Soon the sun began to set, and they sat alongside one another, the birds beginning their evensong and the fragrance of the blossom echoing through the atmosphere. The firefly stars blinked on, and the moon slowly grew brighter, its light supplemented by newly lit candles on the table beside them. The low but rising heat from the wavering flame caused the tender blooms of the thorny flowers beside them to add to the miasma of perfume from the blossom in the air; this heady aroma of blood-red roses and pink cherry blossom surrounded them, infusing their hearts. Tenderly, Týr reached across the elderly wooden table, and placed his right hand between Fenrisúlfr’s. Through the air, a gossamer ribbon (so light and fine that it was invisible, yet it was wrought entirely from impossible materials and stronger than diamond) flowed from and wrapped around them. Only the watching divine could see it; mortals are excluded from the ability to see the preternatural, and these two were so entirely absorbed in one another’s gaze that they could not have seen anything or anybody else even if they had wanted to.
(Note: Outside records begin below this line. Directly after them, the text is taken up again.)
PR #24731, opened 2026-07-15
CAMEL-24074: camel-jms - Synchronize TemporaryQueueReplyManager destination resolution

davsclaus:
## Summary

- Fix race condition in `TemporaryReplyQueueDestinationResolver.resolveDestinationName` where concurrent listener threads could each create separate temporary queues, causing replies to be black-holed
- Apply the same `ReentrantLock` + `volatile` double-checked locking pattern already used by `QueueReplyManager.DestinationResolverDelegate`
- Use a dedicated lock (not `BaseService.lock`) to preserve the CAMEL-20769 shutdown-deadlock fix

## Test plan

- [x] Existing JMS request-reply tests pass (15 tests)
- [x] Module builds clean
- [ ] CI green

### DIFF
--- a/components/camel-jms/src/main/java/org/apache/camel/component/jms/reply/TemporaryQueueReplyManager.java
+++ b/components/camel-jms/src/main/java/org/apache/camel/component/jms/reply/TemporaryQueueReplyManager.java
@@ -17,6 +17,8 @@
 package org.apache.camel.component.jms.reply;
 
 import java.util.concurrent.atomic.AtomicBoolean;
+import java.util.concurrent.locks.Lock;
+import java.util.concurrent.locks.ReentrantLock;
 
 import jakarta.jms.Destination;
 import jakarta.jms.ExceptionListener;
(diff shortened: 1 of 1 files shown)


gnodet (approved):
Well-analyzed deadlock fix with correct concurrent resolution pattern. The analysis:

**The deadlock scenario (documented in the code comment):**
1. `BaseService.stop()` holds its own lock while calling `doStop()`
2. `doStop()` calls `listenerContainer.destroy()` → `doShutdown()`, which waits for listener threads to finish
3. If a listener thread concurrently calls `resolveDestinationName()` and that method synchronized on `BaseService.lock`, it deadlocks — the stop thread holds the lock and waits for the listener, while the listener waits for the lock

**The fix:**
- Introduces a dedicated `ReentrantLock destinationLock` separate from `BaseService.lock`, breaking the deadlock cycle
- Makes `queue` field `volatile` for safe unsynchronized reads on the fast path
- Implements correct double-check locking:
  - Fast path: volatile read of `queue` + atomic read of `refreshWanted` — returns immediately if both satisfied, no lock contention
  - Slow path: acquires `destinationLock`, rechecks, creates/refreshes the queue
- `doStop()` acquires the same `destinationLock` to ensure no resolution is in-flight during cleanup

**Correctness observations:**
- The local variable `answer` in the fast path avoids reading `volatile` twice (correct pattern)
- `refreshWanted` is `AtomicBoolean` — safe to read without the lock in the fast path
- `doStop()` sets `queue = null` inside the lock, so concurrent resolution threads won't see a deleted queue
- Visibility change `private` → package-private on the inner class is minor (likely for testing)

**No test included** — understandable for a deadlock fix; these are race-dependent and hard to reproduce deterministically in unit tests. The fix is verifiable by code inspection and the deadlock scenario is clearly documented.

**Checklist:**
- [x] Commit convention: JIRA-linked (`CAMEL-24074`)
- [x] Backward compatible
- [x] Prior concurrency work in this file (`630b74d1` "jms inout concurrency issue") confirms this area needs care

PR #24733, opened 2026-07-15
CAMEL-24075: camel-jms/camel-sjms - transferException should not swallow failures when no JMSReplyTo

davsclaus:
## Summary

- Fix `transferException=true` silently swallowing processing failures (and committing the transaction) when the incoming JMS message has no `JMSReplyTo` header
- The `transferException` feature was designed for request-reply (InOut) only — it suppresses the exception to transfer it as a reply body. When no reply destination exists, the exception must flow through normally so the transaction rolls back and the message is redelivered
- Applied the same fix to both `camel-jms` and `camel-sjms`

## What changed

**camel-jms** `EndpointMessageListener.evaluateExchangeResult()`: changed condition from `!endpoint.isTransferException()` to `!(endpoint.isTransferException() && sendReply)` — only suppress the exception when a reply will actually be sent.

**camel-sjms** `EndpointMessageListener.done()`: added `&& sendReply` to the `endpoint.isTransferException()` guard — same logical fix in the pre-refactoring code style.

## Test plan

- [x] New `JmsTransferExceptionNoReplyToIT` — sends a fire-and-forget message (InOnly, no JMSReplyTo) to a transacted queue with `transferException=true`; verifies the processor is invoked more than once (redelivery) and the message reaches the dead letter channel
- [x] Existing `JmsTransferExceptionIT` — verifies InOut request-reply with `transferException=true` still works (exception transferred as reply body)
- [x] Full camel-jms test suite (81 tests pass)
- [x] camel-sjms compiles successfully

### DIFF
--- a/components/camel-jms/src/main/java/org/apache/camel/component/jms/EndpointMessageListener.java
+++ b/components/camel-jms/src/main/java/org/apache/camel/component/jms/EndpointMessageListener.java
@@ -213,7 +213,8 @@ public class EndpointMessageListener implements SessionAwareMessageListener {
             if (exchange.isRollbackOnly()) {
                 return wrapRuntimeCamelException(new RollbackExchangeException(exchange));
             }
-            if (exchange.isFailed() && exchange.getException() != null && !endpoint.isTransferException()) {
+            if (exchange.isFailed() && exchange.getException() != null
+                    && !(endpoint.isTransferException() && sendReply)) {
                 return wrapRuntimeCamelException(exchange.getException());
             }
             return null;
--- a/components/camel-jms/src/test/java/org/apache/camel/component/jms/integration/JmsTransferExceptionNoReplyToIT.java
+++ b/components/camel-jms/src/test/java/org/apache/camel/component/jms/integration/JmsTransferExceptionNoReplyToIT.java
@@ -1,0 +1,123 @@
+/*
+ * Licensed to the Apache Software Foundation (ASF) under one or more
+ * contributor license agreements.  See the NOTICE file distributed with
+ * this work for additional information regarding copyright ownership.
+ * The ASF licenses this file to You under the Apache License, Version 2.0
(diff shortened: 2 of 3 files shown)


gnodet (approved):
Important fix that prevents silent message loss. Well-analyzed root cause.

**The bug:**
When `transferException=true` is set on a JMS consumer and a fire-and-forget message arrives (no `JMSReplyTo`), the consumer suppresses the exception unconditionally. Since there's no reply destination to serialize the exception to, it simply vanishes — the transaction commits and the message is lost without any error handling, redelivery, or dead-letter routing.

**The fix:**
- `camel-jms`: Changes `!endpoint.isTransferException()` to `!(endpoint.isTransferException() && sendReply)` — exception is only suppressed when there's an actual reply destination to transfer it to
- `camel-sjms`: Same logic — adds `&& sendReply` to the `isTransferException()` check

The truth table confirms correctness:

| `transferException` | `sendReply` | Suppress? | Why |
|---|---|---|---|
| true | true | Yes | Exception will be serialized in the reply message |
| true | false | No | No destination to transfer to; must re-throw for error handling |
| false | * | No | Transfer not enabled; re-throw as always |

`sendReply` is derived from `replyDestination != null && !disableReplyTo` (line 81 in camel-jms), so it correctly reflects whether an actual reply channel exists.

**Test:**
- `JmsTransferExceptionNoReplyToIT` sends a fire-and-forget message to a transacted queue with `transferException=true`
- Route processor always throws `IllegalArgumentException`
- Verifies redelivery happens (counter > 1) and the message reaches the dead letter channel
- Without the fix, the message is silently committed and lost

**Checklist:**
- [x] Tests: integration test reproduces the bug with proper assertions
- [x] Commit convention: JIRA-linked (`CAMEL-24075`)
- [x] Both `camel-jms` and `camel-sjms` fixed consistently
- [x] Backward compatible — only changes behavior for the buggy case (no reply destination)

PR #24736, opened 2026-07-15
CAMEL-24077: camel-amqp - Only append SSL transport options when configured

davsclaus:
## Summary

- Only append `transport.*` options to the Qpid JMS connection URI when the corresponding store location is actually configured (non-null). Previously, all six options were always appended with empty strings when `useSsl=true`, causing Qpid JMS to throw `FileNotFoundException` instead of using the JVM default trust store.
- URL-encode transport option values to prevent URI corruption from special characters in store paths or passwords.
- Add tests for trust-store-only TLS (server-only TLS, no client key store) and URL encoding of special characters.

## Test plan

- [x] `testEnabledSslComponent` — verifies `useSsl=true` with no stores produces `amqps://localhost:5672` (no empty query params)
- [x] `testConfiguredSslComponent` — verifies fully configured SSL still works
- [x] `testTrustStoreOnlySslComponent` — verifies trust-store-only TLS (common server-only case)
- [x] `testSslUrlEncodedPassword` — verifies special chars (`@`, `=`, `&`, `/`) are URL-encoded
- [x] Full `camel-amqp` test suite (25 tests pass)

### DIFF
--- a/components/camel-amqp/src/main/java/org/apache/camel/component/amqp/AMQPComponent.java
+++ b/components/camel-amqp/src/main/java/org/apache/camel/component/amqp/AMQPComponent.java
@@ -16,6 +16,8 @@
  */
 package org.apache.camel.component.amqp;
 
+import java.net.URLEncoder;
+import java.nio.charset.StandardCharsets;
 import java.util.Map;
 import java.util.Set;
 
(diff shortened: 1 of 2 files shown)


gnodet (approved):
Clean fix addressing two distinct issues in AMQP SSL URI construction.

**Bug 1 — Empty parameters:**
When `useSsl=true` but no trust/key store was configured, the URI contained empty parameters like `transport.trustStoreLocation=&transport.trustStorePassword=`, which could confuse the Qpid JMS connection factory.

**Bug 2 — Missing URL encoding:**
File paths (e.g., `/path/to/store.jks`) and passwords with special characters (e.g., `p@ss=w&rd`) were appended raw — `&` and `=` in passwords would break URI parsing.

**The fix:**
- Only appends trust store block when `trustStoreLocation != null`; only appends key store block when `keyStoreLocation != null`
- Passwords are conditional (appended only when non-null)
- All values are URL-encoded via `URLEncoder.encode(value, StandardCharsets.UTF_8)`
- `first` flag correctly manages `?` vs `&` separator

**Tests:**
- Updated `testEnabledSslComponent`: `useSsl=true` with no stores → clean `amqps://localhost:5672` (no trailing empty params)
- New `testTrustStoreOnlySslComponent`: trust store only, no key store → only trust store params appear
- New `testSslUrlEncodedPassword`: `p@ss=w&rd` → `p%40ss%3Dw%26rd` — verifies encoding of `@`, `=`, `&`

**Checklist:**
- [x] Tests: three test cases cover empty config, partial config, and special characters
- [x] Commit convention: JIRA-linked (`CAMEL-24077`)
- [x] Static analysis: no findings
- [x] Backward compatible — only changes behavior for previously broken edge cases
- [x] No new dependencies (`URLEncoder` and `StandardCharsets` are JDK)

PR #24737, opened 2026-07-15
CAMEL-24078: camel-jms/camel-amqp - Fix medium findings from code review

davsclaus:
## Summary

Fenrisúlfr looked deeply into Týr’s soul, while forces beyond the physical worked to bind the Great Wolf; his muscles relaxed but his heart danced to the symphony of terror and elation. Týr trembled slightly as his slowly grown and latent love was allowed to gazelle-leap from his chest, and he slowly, slowly, lifted his remaining hand to Fenrisúlfr’s gentle face. “I give to you all that I am, and all that I will be,” he declared, using nothing more than a piercing look from his sea-emerald eyes. Fenrisúlfr, with reverence, bent his head toward the hand and lightly kissed it; his smile announced: “We’re as one, now, Týr. I, the devourer, and you, the just. This bond cannot be broken, and this is our mutual sacrifice: your hand is mine, forever.” The Gods observed and bore witness from the halls of Asgard: Fenrisúlfr was willingly bound and joined with Týr, who gave up his hand, and so they shall remain until the end of days.